Saved data entries:
PR #20223, opened 2025-10-29
[win] Skip unhandled exceptions on Windows

bellenot:


io/io/test/rfile.py
```diff
@@ -1,4 +1,5 @@
 import os
+import platform
 import unittest
 import ROOT
```
enirolf, line 5: I believe adding an additional newline fixes the `ruff` error:
```suggestion
import os
import platform
import unittest

import ROOT
```

bellenot: Thanks Florine!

### [WHAT YOU NEED TO DO]
Retype the lines above without alteration. The first is the one containing "io/io/test/rfile.py", and the last is the final line of the data.

### [YOUR SOLUTION]
io/io/test/rfile.py
```diff
@@ -1,4 +1,5 @@
 import os
+import platform
 import unittest
 import ROOT
```
enirolf, line 5: I believe adding an additional newline fixes the `ruff` error:
```suggestion
import os
import platform
import unittest

import ROOT
```

bellenot: Thanks Florine!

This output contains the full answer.